[extropy-chat] Plz help!

Robert Bradbury robert.bradbury at gmail.com
Fri Aug 25 19:15:55 UTC 2006


On 8/24/06, Gina Miller <nanogirl at halcyon.com> wrote:
>
>
> Scratch that, I called Norton, they referred me here:
> http://service1.symantec.com/support/goback.nsf/docid/2005111514174058?Open&src=w
> apparently Go Back is not compatible with raidcore.........all good now!
> Gina
>

Gina, I hate to say it and I hope you will not mind me using you as an
example, but "All is *not* good".

I presume you are talking about "Norton Systemworks Premier" [1].  As the
Norton page says "GoBack" is included with the package.  Packages typically
install everything unless you select the "expert" option in which case they
"may" allow you not to install the parts you don't want.  Now Norton is
probably reliabile enough to allow you paths to get out of the swamp when
you fall into it (as you seem to have).

The details of your message seem to suggest that you are on the cutting edge
enough to get into real trouble.  You are installing closed source system
backup and scanning software from a 3rd party onto a system which already
has closed source software from multiple vendors (Microsoft & whomever is
supplying the "raid" system  it sounds like you are using) [2].
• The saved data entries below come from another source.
PR #1037, opened 2026-07-28
fix(tmpl): report generated output write errors

fallintoplace:
## What changed

Check the final `os.WriteFile` result when generating template output and return the failure to `main` for reporting.

## Why

The generator previously exited successfully when the output could not be written, for example when the output path was a directory. That could leave stale generated files in place while making the generation step appear successful.

The new regression test uses a directory as the output target and verifies that `process` returns an error containing the failed path.

## Validation

`go test -vet=off ./arrow/_tools/tmpl`

### DIFF
--- a/arrow/_tools/tmpl/main.go
+++ b/arrow/_tools/tmpl/main.go
@@ -114,7 +114,9 @@ func main() {
 	}
 
 	in.In = readData(*dataArg)
-	process(in, specs)
+	if err := process(in, specs); err != nil {
+		errExit("%s", err)
+	}
 }
 
 func mustReadAll(path string) []byte {
@@ -148,7 +150,7 @@ var funcs = template.FuncMap{
 	"upper": strings.ToUpper,
 }
 
-func process(data interface{}, specs []pathSpec) {
+func process(data interface{}, specs []pathSpec) error {
 	for _, spec := range specs {
 		var (
 			t   *template.Template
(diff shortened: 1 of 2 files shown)


zeroshade (approved):
Real bug in the code generator, and I verified the fix does not alter any generated output. LGTM.

The old `process` discarded the `os.WriteFile` error (`main.go:181`) and had no error return, so a failed write exited 0. Demonstrated with the unpatched binary:
```
unpatched, output path is a directory:  EXIT=0
unpatched, read-only output file:       EXIT=0, content still stale
patched,   read-only output file:       EXIT=1, error writing generated output ...: permission denied
```
Silently exiting 0 with stale output on disk is exactly the failure mode you want loud in a generator.

**Byte-identity verified**, since that is the real risk with a codegen change: I recorded sha256 for 13 generated files before the patch, applied it, regenerated, and re-compared — all identical, including `parquet/metadata/statistics_types.gen.go`, the `arrow/math` set, the `internal/utils/transpose_ints*` family, `arrow/type_traits_numeric.gen.go` and `arrow/array/numericbuilder.gen.go`. File modes unchanged at 0644.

Now, lets start with the first problem -- Why do you need Norton Systemworks
in the first place?  Are you running around the Internet in such a "naked"
condition that viruses are infecting you left and right (I would hope that
ExI list subscribers know better than that).

The second problem is -- Why are you still using Windows?  Are you
absolutely *sure* that the software you require or its equivalent is not
available under Linux?  Even if its not there are several virtual/emulator
approaches (Wine, Parallels, Xen, VMware, etc.) which would allow you to run
Windows in a sandbox where it or the nasties it tends to promote in the
world should be unable to do undo harm to your basic system. [3]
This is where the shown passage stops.